More recently, the [“gzip beats BERT”
paper](https://aclanthology.org/2023.findings-acl.426/) got a lot of
attention. What the **BIDEN** model demonstrates is that this technique
is effective and likely generalizable on modern partisan texts.

It’s worth articulating again how fast and simple this method is. No
GPUs. No Neural Networks. No N-grams. No transformers.

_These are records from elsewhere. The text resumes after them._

PR #26, opened 2026-02-04
feat(provider): add DeepSeek provider

agpituk:
## Summary

Add DeepSeek provider implementation using the OpenAI-compatible base with custom handling for JSON schema responses.

## Changes

- Add `providers/deepseek/deepseek.go` - Provider implementation
- Add `providers/deepseek/deepseek_test.go` - Comprehensive test suite

### Features

- Chat completion and streaming
- Tool calling support
- JSON schema support (via preprocessing)
- List models
- Reasoning support (DeepSeek R1)

### JSON Schema Handling

DeepSeek doesn't support `json_schema` response format directly. Instead, it requires `json_object` mode with the schema embedded in the user message. This implementation automatically converts `json_schema` requests by:

1. Injecting the schema into the last user message
2. Converting `response_format` to `json_object`
3. Preserving original params if injection fails (no user message, multimodal content, or marshal error)

See: https://api-docs.deepseek.com/guides/json_mode

### Unit Tests
- Provider creation and API key validation
- Capabilities reporting
- JSON schema preprocessing (success and failure cases)
- Message field preservation (Reasoning, multimodal detection)

### Integration Tests
- Basic completion and streaming
- System messages and conversations
- JSON schema responses
- Tool calling
- Agent loops with weather and calculator tools

```bash
# Run unit tests
go test -v ./providers/deepseek/... -run 'Test[^I]'

# Run integration tests (requires DEEPSEEK_API_KEY)
go test -v ./providers/deepseek/... -run 'TestIntegration'
```

All tests passing:
```
ok      github.com/mozilla-ai/any-llm-go/providers/deepseek    3.209s
```

## Checklist

### DIFF
--- a/providers/deepseek/deepseek.go
+++ b/providers/deepseek/deepseek.go
@@ -20,6 +20,13 @@ const (
 	providerName   = "deepseek"
 )
 
+// Object type constants for API responses.
+const (
+	objectChatCompletion      = "chat.completion"
+	objectChatCompletionChunk = "chat.completion.chunk"
+	objectList                = "list"
+)
+
 // Response format types.
 const (
 	responseFormatJSONObject = "json_object"
--- a/providers/deepseek/deepseek.go
+++ b/providers/deepseek/deepseek.go
@@ -1,0 +1,210 @@
+// Package deepseek provides a DeepSeek provider implementation for any-llm.
+// DeepSeek exposes an OpenAI-compatible API with some differences in JSON mode handling.
+package deepseek
+
+import (
+	"context"
+	"encoding/json"
+	"fmt"
+
+	"github.com/mozilla-ai/any-llm-go/config"
+	"github.com/mozilla-ai/any-llm-go/providers"
+	"github.com/mozilla-ai/any-llm-go/providers/openai"
+)
+
+// Provider configuration constants.
+const (
+	defaultBaseURL = "https://api.deepseek.com"
+	envAPIKey      = "DEEPSEEK_API_KEY"
+	providerName   = "deepseek"
+)
+
+// Response format types.
+const (
+	responseFormatJSONObject = "json_object"
+	responseFormatJSONSchema = "json_schema"
+)
+
+// Ensure Provider implements the required interfaces.
+var (
+	_ providers.CapabilityProvider = (*Provider)(nil)
+	_ providers.ErrorConverter     = (*Provider)(nil)
+	_ providers.ModelLister        = (*Provider)(nil)
+	_ providers.Provider           = (*Provider)(nil)
+)
+
+// Provider implements the providers.Provider interface for DeepSeek.
+// It embeds openai.CompatibleProvider since DeepSeek exposes an OpenAI-compatible API.
+type Provider struct {
+	*openai.CompatibleProvider
+}
+
+// New creates a new DeepSeek provider.
+func New(opts ...config.Option) (*Provider, error) {
+	base, err := openai.NewCompatible(openai.CompatibleConfig{
+		APIKeyEnvVar:   envAPIKey,
+		BaseURLEnvVar:  "",
+		Capabilities:   deepseekCapabilities(),
+		DefaultAPIKey:  "",
+		DefaultBaseURL: defaultBaseURL,
+		Name:           providerName,
+		RequireAPIKey:  true,
+	}, opts...)
+	if err != nil {
+		return nil, err
+	}
+
+	return &Provider{CompatibleProvider: base}, nil
+}
+
+// Completion performs a chat completion request.
+// It overrides the base implementation to handle DeepSeek's JSON mode quirks.
+func (p *Provider) Completion(
+	ctx context.Context,
+	params providers.CompletionParams,
+) (*providers.ChatCompletion, error) {
+	params = preprocessParams(params)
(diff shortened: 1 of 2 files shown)


providers/deepseek/deepseek.go
```diff
@@ -0,0 +1,210 @@
...
+	// Create the modified content with JSON instructions.
+	modifiedContent := fmt.Sprintf(`Please respond with a JSON object that matches the following schema:
+
+%s
+
+Return the JSON object only, no other text, do not wrap it in `+"```json"+` or `+"```"+`.
+
+%s`, string(schemaJSON), originalContent)
+
+	// Create a copy of messages to avoid mutating the original.
```
peteski22, line 203: You can use `slices.Clone` here instead of creating the `result` slice and `copy`. 

Note: both `slices.Clone` and `copy` do a shallow copy, is that what you want (vs. deep copy)?

providers/deepseek/deepseek_test.go
```diff
@@ -0,0 +1,713 @@
...
+	"github.com/mozilla-ai/any-llm-go/internal/testutil"
+	"github.com/mozilla-ai/any-llm-go/providers"
+)
+
+// Expected object types in API responses.
+const (
+	objectChatCompletion      = "chat.completion"
+	objectChatCompletionChunk = "chat.completion.chunk"
+	objectList                = "list"
+)
```
peteski22: If these are valid for prod code, move them to to the `deepseek.go` file as consts, hiding non-test-named things in test files isn't good (they're in the same package so accessible inside `deepseek.go`.

providers/deepseek/deepseek_test.go
```diff
@@ -0,0 +1,713 @@
...
+		require.Equal(t, "thinking...", result[0].Reasoning.Content)
+	})
+}
+
+// Integration tests - only run if DeepSeek API key is available.
+
+func TestIntegrationCompletion(t *testing.T) {
+	t.Parallel()
+
+	if testutil.SkipIfNoAPIKey(providerName) {
```
peteski22, line 361: Not for this PR, but the fixtures stuff should be reviewed, as this could probably just be a test helper that handles the skip itself, vs. having the:

```go
if testutil.SkipIfNoAPIKey(providerName) {
    t.Skip("FOO_API_KEY not set")
}
```

everywhere

providers/deepseek/deepseek_test.go
```diff
@@ -0,0 +1,713 @@
...
+
+	t.Run("does not mutate original messages", func(t *testing.T) {
+		t.Parallel()
+
+		messages := []providers.Message{
+			{Role: providers.RoleUser, Content: "Original content"},
+		}
+		schema := map[string]any{"type": "object"}
+
+		_, _ = preprocessMessagesForJSONSchema(messages, schema)
```
peteski22, line 330: Add a comment to explain why we just ditch the values in this test please.

providers/deepseek/deepseek_test.go
```diff
@@ -0,0 +1,713 @@
...
+	resp, err := provider.Completion(ctx, params)
+	require.NoError(t, err)
+
+	require.NotEmpty(t, resp.ID)
+	require.Len(t, resp.Choices, 1)
+
+	// Should either have tool calls or content.
+	choice := resp.Choices[0]
+	hasToolCalls := len(choice.Message.ToolCalls) > 0
+	hasContent := choice.Message.Content != nil && choice.Message.Content != ""
```
peteski22:
```suggestion
	hasContent := choice.Message.ContentString() != ""
```

peteski22 (approved):
Some nit picking comments, but looks good. 

I'd be super happy if we could address them, but I'm not going to block this on it. 😄

providers/deepseek/deepseek_test.go
peteski22: https://github.com/mozilla-ai/any-llm-go/issues/28

providers/deepseek/deepseek_test.go
agpituk: These constants (`objectChatCompletion`, `objectChatCompletionChunk`, `objectList`) are intentionally test-only - they're used to assert the expected response types from the API, but aren't needed in production code (we don't branch on these values, just pass them through).

This matches the pattern in other providers like `anthropic` and `openai` where similar assertion constants live in test files.

That said, if you feel strongly about it I'm happy to move them - just let me know!

providers/deepseek/deepseek_test.go
agpituk: Agreed - having the helper handle the skip internally would reduce boilerplate. I see you've already tracked this in #28, so I'll leave it for a follow-up.

agpituk:
> Some nit picking comments, but looks good.
> 
> I'd be super happy if we could address them, but I'm not going to block this on it. 😄

thanks Peter, I fixed the majority of them, re-requested review in case you're not happy with them, if not, we can merge :)

providers/deepseek/deepseek_test.go
peteski22: I'm not sure what you meant here - the openai provider has these constants in `compatible.go` (production code), and anthropic uses string literals directly without constants. Neither has them defined in test files.

Either way, I've moved them to the production file now to match the openai pattern, so we're all good. 👍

No kNN.

I think that’s pretty cool!

### License

    Copyright (c) 2023, Matt Hodges
    All rights reserved.

    Redistribution and use in source and binary forms, with or without
    modification, are permitted provided that the following conditions are met:

    * Redistributions of source code must retain the above copyright notice, this
      list of conditions and the following disclaimer.

    * Redistributions in binary form must reproduce the above copyright notice,
      this list of conditions and the following disclaimer in the documentation
      and/or other materials provided with the distribution.

    * Neither the name of BIDEN: Binary Inference Dictionaries for Electoral NLP nor the names of its
      contributors may be used to endorse or promote products derived from
      this software without specific prior written permission.

    THIS SOFTWARE IS PROVIDED BY THE COPYRIGHT HOLDERS AND CONTRIBUTORS "AS IS"
    AND ANY EXPRESS OR IMPLIED WARRANTIES, INCLUDING, BUT NOT LIMITED TO, THE
    IMPLIED WARRANTIES OF MERCHANTABILITY AND FITNESS FOR A PARTICULAR PURPOSE ARE
    DISCLAIMED. IN NO EVENT SHALL THE COPYRIGHT HOLDER OR CONTRIBUTORS BE LIABLE
    FOR ANY DIRECT, INDIRECT, INCIDENTAL, SPECIAL, EXEMPLARY, OR CONSEQUENTIAL
    DAMAGES (INCLUDING, BUT NOT LIMITED TO, PROCUREMENT OF SUBSTITUTE GOODS OR
    SERVICES; LOSS OF USE, DATA, OR PROFITS; OR BUSINESS INTERRUPTION) HOWEVER
    CAUSED AND ON ANY THEORY OF LIABILITY, WHETHER IN CONTRACT, STRICT LIABILITY,
    OR TORT (INCLUDING NEGLIGENCE OR OTHERWISE) ARISING IN ANY WAY OUT OF THE USE
    OF THIS SOFTWARE, EVEN IF ADVISED OF THE POSSIBILITY OF SUCH DAMAGE.